> DATA TO USE:
PR #193, opened 2017-01-31
Remove Amazon Linux support

vinzent:
We don't have the ability to test Amazone Linux. Amazon Linux
is similiar to CentOS or RHEL but it's not the same.

We only list systems we test with beaker acceptance tests
as supported.

### DIFF
--- a/manifests/params.pp
+++ b/manifests/params.pp
@@ -39,17 +39,6 @@ class selinux::params {
             }
           }
         }
-        'Amazon': {
-          $sx_fs_mount = '/selinux'
-          case $os_maj_release {
-            '4': {
-              $package_name = 'policycoreutils-python'
-            }
-            default: {
-              fail("${::operatingsystem}-${::os_maj_release} is not supported")
-            }
-          }
-        }
         default: {
           case $os_maj_release {
             '7': {
--- a/metadata.json
+++ b/metadata.json
@@ -21,13 +21,6 @@
         "24",
         "25"
       ]
-    },
-    {
-      "operatingsystem": "Amazon",
-      "operatingsystemrelease": [
-        "6.0",
-        "7.0"
-      ]
     }
   ],
   "dependencies": [


alexjfisher:
There's specific support for amazon in params.pp
https://github.com/voxpupuli/puppet-selinux/blob/f3a86c66dfd192db4c191f60dc84484d07ad67bf/manifests/params.pp#L42

vinzent:
@seefood we're discussing about metadata.json and amazon linux support. 

we think for listing amazon linux we need to have acceptance tests and somebody maintaining the nodesets and/or vagrant boxes required to run tests. 

Would you be able to help us here?

vinzent:
I tried to run the tests with the Amazon Linux 2016.09.0 vagrant box (mvbcoding/awslinux). 

It wasn't able to install puppet-agent because the amazon linux yum repos were not accessible (access denied).

jyaworski:
Travis doesn't have Amazon as a bistro option?

vinzent:
beaker fails to setup the Amazon Linux host because root login is prevented with a forced command in root ssh-authorized keys. filed a ticket: https://tickets.puppetlabs.com/browse/BKR-1052

vinzent:
@jyaworski how comes travis into play when trying to run selinux acceptance tests (only possible on real systems not inside containers)?

vinzent:
got beaker working with ec2 amazon linux. params.pp fails to detect correct settings because osfamily shows RedHat not Amazon:

```
[root@ec2-35-157-122-195 ~]# facter osfamily
RedHat
[root@ec2-35-157-122-195 ~]# facter os
{
  architecture => "x86_64",
  family => "RedHat",
  hardware => "x86_64",
  name => "Amazon",
  release => {
    full => "2016.09",
    major => "2016",
    minor => "09"
  },
  selinux => {
    enabled => false
  }
}
[root@ec2-35-157-122-195 ~]# facter operatingsystemmajrelease
2016
```

maybe it worked with puppet3.

vinzent:
I was wrong again. it checks for version 4 wich fails.

alexjfisher:
Facter behaves differently between the version shipped with puppet 3 and puppet 4?

https://docs.puppet.com/facter/2.4/core_facts.html#operatingsystemrelease
> On Amazon Linux, returns the lsbdistrelease value.

https://docs.puppet.com/facter/3.5/core_facts.html#operatingsystemrelease
> Linux: parse the contents of release files in /etc to retrieve the OS release.

alexjfisher:
'4' might have been the major kernel version being returned??

Regardless, the metadata.json is definitely wrong as there's no such thing as Amazon Linux 6.0 and 7.0? See https://github.com/puppetlabs/puppetlabs-ntp/blob/dccfbc8f6662b90694777c5d221f904bdb94adc0/metadata.json#L96 for some valid versions.

vinzent:
params.pp is a complete mess IMHO. :-( It selects different packages for different distro releases and I don't see an obvious reasons.

vinzent:
how should this work with amazon????

```
Feb  1 21:15:02 ip-172-31-25-242 kernel: [    0.000000] Command line: root=LABEL=/ console=tty1 console=ttyS0 selinux=0
Feb  1 21:15:02 ip-172-31-25-242 kernel: [    0.000000] Kernel command line: root=LABEL=/ console=tty1 console=ttyS0 selinux=0
```

removed selinux=0 from /boot/grub/grub.conf and /boot/grub/menu.lst and after a reboot it's still the same. VM is HVM type.

vinzent:
I give up.  If nobody steps in to provide information about howto enable selinux on amazon linux I'm for removing it. 

google reveals not much about selinux and amazon linux. I don't think there is a wide spreaded usage of selinux (if it is possible to enable it at all with a recent Amazon Linux).

jyaworski:
Pinging @rnelson0 who may have knowledge here.

alexjfisher:
@vinzent Given that the current versions of 'Amazon Linux' in metadata.json are (AFAICT) nonsense, I'm fine with removing them (this PR).  In general, working out how to do acceptance testing on Amazon Linux would be a good thing though.  Are there any other voxpupuli module's that claim Amazon Linux support?

vinzent:
> In general, working out how to do acceptance testing on Amazon
> Linux would be a good thing though.  Are there any other voxpupuli
>module's that claim Amazon Linux support?

I will provide a pr to modulesync config with ec2 beaker config. It works just not selinux particularly.

seefood:
Sorry for getting back only now.
Amazon Linux may have started as CentOS 6 -ish but it's a rolling distro (no numbered releases, just snapshots of accumulated updates). it is therefore still stuck with old package name conventions and paths, plus oddities of their own (multiple parallel versions of python, ruby, perl, etc). the kernel is 4.4 and libc is at CentOS/RHEL 7 level, but it's still not switched to systemd (and may never switch). it is therefore awkward to use third-party RPM repos (I have to use EPEL and puppetlabs for RHEL6 with it).

Also, yes: facter 2 and 3 give different return values for its name and versions. It's confusing and makes like annoying but it's not Amazon's fault.

As for whether I'm willing to maintain this or pass - Well, I have given notice at my current employer, and I'm not sure my replacement will take over this since we only have 3 AmaLinux machines left and they will be replaced within a few months to, so I don't see much chance of that. Can't help you much.

As for testing - tiny test machines can be free on Amazon (no AmaLinux installer in the wild, you either use their image on their systems or rip it manually to an offline VM). I recommended my bosses to get off that distro because of incompatibilities with puppet modules, RPM repos and VM images on other IaaS services (We also use Azure for development and test junk machines).

Bottom line, if I was the only one that needed it till today and no one will take over it, might as well drop it.

juniorsysadmin:
+1 for dropping support, I can't see the number of users using a Puppet selinux module to manage Amazon Linux instances being high

juniorsysadmin:
@alexjfisher puppet-nodejs pretends to support Amazon Linux, with one or two PRs raised indicating some level of actual usage on that platform

vinzent:
@juniorsysadmin  @alexjfisher created the PR with EC2 example beaker amazon linux nodeset: https://github.com/voxpupuli/modulesync_config/pull/314

vinzent:
@seefood 

> As for testing - tiny test machines can be free on Amazon (no AmaLinux installer in the wild, you either use their image on their systems or rip it manually to an offline VM).

I've manage to run beaker against ec2. but I was not able to enable selinux on the machine. Maybe they disabled it in the kernel.

dhollinger:
Looks good to me

PR #195, opened 2017-02-08
Redesign selinux::module defined type

### LINKED ISSUE #146: selinux::module should not manage files in /usr

### LINKED ISSUE #178: Redesign selinux::module parameters

vinzent:
Implements whats discussed in  #178. 

* Adds ability to specify a builder (simple or refpolicy). Simple does not require the make utility. 
* Stops building in /usr - uses puppet agents vardir/puppet-selinux/

Extends and closes #189 
Closes #178 
Closes #146


oranenj:
seems fine to me. Does the single-dir-building still work idempotently and correctly remove the sources when puppet stops managing a resource?

manifests/module.pp
```diff
@@ -44,11 +53,11 @@
   validate_absolute_path($::selinux::config::module_build_dir)
   validate_absolute_path($::selinux::refpolicy_makefile)
 
-  $module_dir = "${::selinux::config::module_build_dir}/${title}"
+  $module_dir = $::selinux::config::module_build_dir
```
oranenj: this and the above probably should be `$::selinux::module_build_dir` if the below is as well

manifests/module.pp
```diff
@@ -44,11 +53,11 @@
...
   $module_file = "${module_dir}/${title}"
```
oranenj: `$::selinux::config::module_build_dir` should be `$::selinux::module_build_dir`?

oranenj: There's another instance in validate_absolute_path that didn't get highlighted

vinzent: `::selinux::config::module_build_dir` != `::selinux::module_build_root` and `::selinux::module_build_dir` does not exist.

you created this var here: https://github.com/voxpupuli/puppet-selinux/pull/189/files#diff-ca85ef38c9b99f20d2d1c8d646a10e77R47 - it confused me too know. maybe we could come up with something more intuitive?  ;-)

vinzent:
> Does the single-dir-building still work idempotently and correctly remove the sources when puppet stops managing a resource?

I suspect a problem when you manage policy A with .te and .fc and then update the manifest to only manage the .te. Then the .fc file will not get removed.

manifests/module.pp
oranenj: ah, yeah, the naming is too close together... Hm. is module_source_dir any better?

oranenj:
@vinzent, do you think there's still something this needs, or could this be merged? I think the interface is fine as it is at least for my usecases, and also allows for backwards-compatible extension later on if needed.

vinzent:
> @vinzent <https://github.com/vinzent>, do you think there's still
> something this needs
I think it can be merged.

I've  squashed the commits to one for you and one of mine. so history
looks better. what do you think?

oranenj:
@vinzent: looks good to me.

vinzent:
added a small fix for the selinux_module_refpolicy acceptance test. Upcoming selinux tools 2.6 (in f26) will not allow to grant usr_t some permissions (which is a good check). 

Re-run the acceptance tests on CentOS6, CentOS7, Fedora 24 and Fedora 25. All green.

oranenj:
I added a duplicate label to get this out of the changelog in favour of the issue

PR #201, opened 2017-03-03
replace all validate functions with datatypes

bastelfreak:
bumping stdlib to 4.13.1 was also requiered, to get the absolutepath
datatype


vinzent:
@oranenj now compatability with 3.8 future parser is gone.

oranenj:
@vinzent too bad. Maybe I'll maintain a backport once 1.0.0 gets released, depending on how much work it turns out to be, but oh well...

PR #206, opened 2017-03-25
BREAKING: Remove restorecond management support

oranenj:
I don't think this is even used on modern systems, and the value of the
manifest is dubious. Does the default config even make sense?

For 1.0.0, I think the support should be removed and reintegrated later if it's wanted, so here's a pull request that gets rid of it.


oranenj:
Rebased to fix the documentation merge conflict

oranenj:
Rebased again after lint fixes...

PR #214, opened 2017-04-20
Allow specifying module content inline

lightoze:


manifests/module.pp
```diff
@@ -44,7 +47,7 @@
     require ::selinux::refpolicy_package
   }
 
-  if ($builder == 'simple' and $source_if != undef) {
+  if ($builder == 'simple' and ($source_if != undef or $content_if != undef)) {
```
bastelfreak: This should do the same:

```
if ($builder == 'simple' and ($source_if or $content_if)) 
```

lightoze: Not exactly (think empty string). Anyway, I just copied original code style. Do you think it must be changed?

vinzent:
can you add some spec tests?

did you run the beaker tests?

lightoze:
Beaker tests revealed that pick_default from stdlib does not work as I expected - somehow $content_if_real was not undef for `selinux_module_refpolicy_spec.rb` resource `puppet_test_a`. All fixed now.

oranenj:
blah, how does this review thing work...

manifests/module.pp
oranenj: @lightoze  I like the more compact style now that there is more than one parameter, but it doesn't matter that much. Fix it if you like. :)

lightoze:
Added more documentation, also made a fix in existing example (wrong 'builder' attribute).

oranenj:
Great. Thanks!

I could use this feature myself, so I'll merge this as is and do some testing later.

> ASSIGNMENT: What is needed is every line of the records that contains the word "undef".

> TASK SOLUTION:
-  if ($builder == 'simple' and $source_if != undef) {
+  if ($builder == 'simple' and ($source_if != undef or $content_if != undef)) {
Beaker tests revealed that pick_default from stdlib does not work as I expected - somehow $content_if_real was not undef for `selinux_module_refpolicy_spec.rb` resource `puppet_test_a`. All fixed now.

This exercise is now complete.